──────── Material for this task ────────

PR #1008, opened 2018-08-19
 FreeBSD initial support

rayrapetyan:
### What was wrong?

FreeBSD OS wasn't supported

### How was it fixed?

Added necessary checks and provided dev installation instructions in readme file.

### DIFF
--- a/README.md
+++ b/README.md
@@ -81,6 +81,7 @@ Please see OS-specific instructions for:
 - [Linux](docs/README-linux.md#Developer-Setup)
 - [Mac](docs/README-osx.md#Developer-Setup)
 - [Windows](docs/README-windows.md#Developer-Setup)
+- [FreeBSD](docs/README-freebsd.md#Developer-Setup)
 
 Then run these install commands:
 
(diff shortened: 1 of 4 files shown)


rayrapetyan:
@carver, thanks! Do you mean tox -e smth? Any idea how to pass
```
--global-option=build_ext --global-option='-I/usr/local/include'
```
into tox properly?

voith:
@carver Doesn't seem like circleCI supports free bsd: https://hub.docker.com/r/circleci/python/tags/

> Do you mean tox -e smth? Any idea how to pass

@rayrapetyan I think @carver wants to have the test suite on a FreeBSD container in circleCI:
for eg: we have some code running on jessie:
https://github.com/ethereum/web3.py/blob/f1e8e91503153c9942db570ac88752fd63d0a278/.circleci/config.yml#L179

carver:
> Doesn't seem like circleCI supports free bsd

Thanks for checking that @voith ! That's exactly what I had in mind. Nothing more to add to this PR, then.

PR #1018, opened 2018-08-26
Fix #962

### LINKED ISSUE #962: Convert `setup.py` to use preferred style for dependencies
### What was wrong?

The `setup.py` file is not setup in the way most of our other projects are these days.

### How can it be fixed?

Move all of the extras required to a single data structure [like this](https://github.com/carver/ethereum-python-project-template/blob/master/setup.py#L8-L29).  Make sure to add a `[dev]` extras require for easy development installation.

Also update any docs to match this new pattern.

Mukundan314:


pipermerriam:
@carver I can't figure out why lint fails when run within `tox` and not when I run it directly.  You have a bit more experience with `isort`.  Any thoughts?

carver:
Yeah, I think it happens when you are missing a third party lib inside tox. So for example, `isort` seems to think hypothesis isn't an installed library, and then groups it with the locally installed software. So either we can explicitly add it as a dependency when running `flake8`, or we can add it to the isort section of `tox.ini`, in the `known_third_party=` value. Then `isort` knows it's a 3rd-party-lib even though it's not installed.

dylanjw:
closed in favor of #1030

Issue #722, opened 2018-03-27
Planned v5 changes


carver:
v5 has no planned release date, but it would be nice to have some ideas in mind for what we would want to change.

### Potential v5 backwards-incompatible changes

Each of these line items should have its own issue. This is just a place to link them all (and a reminder to create the issue later).

*Edit*: I'll try to update this list to keep it in sync with the comments below:

- [x] drop py3.5 support #1163 
- [x] rename w3.middleware_stack so it's not called stack #1210
- [x] switch to a single provider instead of a list (maybe) #1200 
- [x] rename `Web3.sha3` to `Web3.keccak` #1207
- [x] drop the transact/estimateGas support in `ConciseContract`, and rename to something like `ContractReader` - #1227 
- [x] ~`w3.async` things~ *shouldn't be API-breaking changes, or delay the v5 release*
- [x] only support standard json-rpc methods in the global Web3 namespace, with geth/parity extensions separated into sandboxed namespaces (for example, some `personal_*` calls are not globally [defined](https://github.com/ethereum/wiki/wiki/JSON-RPC) or [supported](https://wiki.parity.io/JSONRPC-personal-module.html) and should probably be moved, like `personal_importRawKey`. Might make sense to have those on something like: `w3.geth.personal.importRawKey`)
  - [x] #1198 
  - [x] #1211
- [x] Stop automatically looking up a testnet connection in `IPCProvider`. #1206 
- [x] Stop inferring `.eth` as a suffix on ENS names. #1205
- [x] remove deprecated methods: #1232 
  - [x] removal of `contract.call()`
  - [x] removal of `contract.transact()`
  - [x] removal of `contract.eventFilter()`
  - [x] removal of `contract.deploy()`
  - [x] removal of `contract.estimateGas()`
  - [x] removal of `contract.buildTransaction()`
- [x] drop `web3.providers.tester.EthereumTesterProvider` and `web3.providers.tester.TestRPCProvider` #1199 
- [x] drop `contract.eventFilter` #1032 
- [x] have `web3.eth.getBlock` and `web3.eth.getTransaction` raise an exception rather than return `None` #1218 
- [x] drop `web3.utils.*` in favor of `web3._utils.*` - #1282 

EDIT: I went through this thread and added all the breaking changes I saw so that they are all in one place. I think once we get through this list and do some testing, we can get a beta release out. - KC

pipermerriam:
Deprecate `Web3.sha3` and rename to `Web3.keccak`

[...]

PR #1020, opened 2018-08-27
Add warnings for web3.sha3, middleware_stack, and python 3.5

### LINKED ISSUE #1022: Rename middleware_stack to middleware_onion
### How can it be fixed?

see #1020

### LINKED ISSUE #1023: Rename sha3 to keccak
### How can it be fixed?

see #1020

dylanjw:
### What was wrong?

Related to Issue #722 

### How was it fixed?
I lumped together a few of the straight forward deprecation warnings:
- renaming sha3 to keccak (fixes #1023)
- renaming middleware_stack to middleware_onion (fixes #1022)
- adding a warning that support for python 3.5 will be dropped in web3.py v5

#### Cute Animal Picture

image


web3/__init__.py
```diff
@@ -1,9 +1,16 @@
...
 
 if sys.version_info < (3, 5):
     raise EnvironmentError("Python 3.5 or above is required")
 
+if sys.version_info < (3, 6):
+    warnings.warn(
+        "Support for Python 3.5 will be removed in web3.py v5",
+        category=DeprecationWarning,
+        stacklevel=2)
+
```
dylanjw: I opted to have both warnings print in the case that the python version is less than 3.5, so that the user doesnt have to update to 3.5 to learn that support for 3.5 will be dropped soon.

pipermerriam: The first one is an exception and will exit the python process before hitting this new warning.... so I don't think this behaves as you expect.

web3/main.py
```diff
@@ -132,11 +138,12 @@ def providers(self, providers):
         self.manager.providers = providers
 
     @staticmethod
+    @deprecated_for("This method has been renamed to web3.keccak")
     @apply_to_return_value(HexBytes)
     def sha3(primitive=None, text=None, hexstr=None):
```
carver: I'm worried that in the future we're going to change something in one implementation or the other, instead of both. Can we just make the deprecated version an alias to the new one, like:

```py
def sha3(...):
   return Web3.keccak(...)
```

I think it's okay to have the error message reference keccak instead of sha3 during deprecation time.

dylanjw:
Referencing the conversation at the end of https://github.com/ethereum/web3.py/issues/1039.  The middleware_stack deprecation warning may need to change or be broken out of this PR.

dylanjw:
I remove the commit renaming middleware_stack to middleware_onion, and added a few tests to ensure the deprecated method, Web3.sha3 works as expected.

Issue #794, opened 2018-04-26
Compatibility with rlp v1.*


carver:
### What was wrong?

pyrlp went through a major upgrade, web3.py should support both v0 and the new v1.

### How can it be fixed?

_Maybe_ the only requirement is to upgrade eth-tester after https://github.com/ethereum/eth-tester/pull/84 is merged and released. Will have to wait and test it out.

dylanjw:
> Maybe the only requirement is to upgrade eth-tester after ethereum/eth-tester#84 is merged and released. Will have to wait and test it out.

This appears to be the case...

carver:
Cool, how did you test it?

dylanjw:
circleci has been running with rlp==1.0.2.  Is that sufficient, or is there a more intentional test I could do?

carver:
Ah, well that tests v1, but not v0. I don't necessarily think we have to add an rlp v0 and v1 test to CI, but at least try it with a local checkout of rlp v0.

dylanjw:
Almost all tests fail with rlp=0.6.0 because py-evm requires rlp>=1.

All of the failures Ive looked at are because the 0.6.0 `eth.rlp.accounts.Account` does not have a copy method.

dylanjw:
Im sort of confused why we need to have support for rlp v0 when rlp is only an eth-tester/py-evm dependency.  eth-tester and py-evm are not backwards compatible with rlp v0.  

Do all web3 changes that rely on tests that rely on the latest py-evm need to be removed and put in the next major version bump?

carver:
> Im sort of confused why we need to have support for rlp v0 when rlp is only an eth-tester/py-evm dependency. eth-tester and py-evm are not backwards compatible with rlp v0.

Ah, I didn't remember that. No need to support rlp v0, then. Thanks for diving into it.

PR #1030, opened 2018-08-29
Convert setup

lastmjs:
### What was wrong?

Related to Issue #962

────────

Set down again, word for word, the stretch of records from the line with "Referencing the conversation" to the line with "Almost all tests", both of those lines included.

Referencing the conversation at the end of https://github.com/ethereum/web3.py/issues/1039.  The middleware_stack deprecation warning may need to change or be broken out of this PR.

dylanjw:
I remove the commit renaming middleware_stack to middleware_onion, and added a few tests to ensure the deprecated method, Web3.sha3 works as expected.

Issue #794, opened 2018-04-26
Compatibility with rlp v1.*


carver:
### What was wrong?

pyrlp went through a major upgrade, web3.py should support both v0 and the new v1.

### How can it be fixed?

_Maybe_ the only requirement is to upgrade eth-tester after https://github.com/ethereum/eth-tester/pull/84 is merged and released. Will have to wait and test it out.

dylanjw:
> Maybe the only requirement is to upgrade eth-tester after ethereum/eth-tester#84 is merged and released. Will have to wait and test it out.

This appears to be the case...

carver:
Cool, how did you test it?

dylanjw:
circleci has been running with rlp==1.0.2.  Is that sufficient, or is there a more intentional test I could do?

carver:
Ah, well that tests v1, but not v0. I don't necessarily think we have to add an rlp v0 and v1 test to CI, but at least try it with a local checkout of rlp v0.

dylanjw:
Almost all tests fail with rlp=0.6.0 because py-evm requires rlp>=1.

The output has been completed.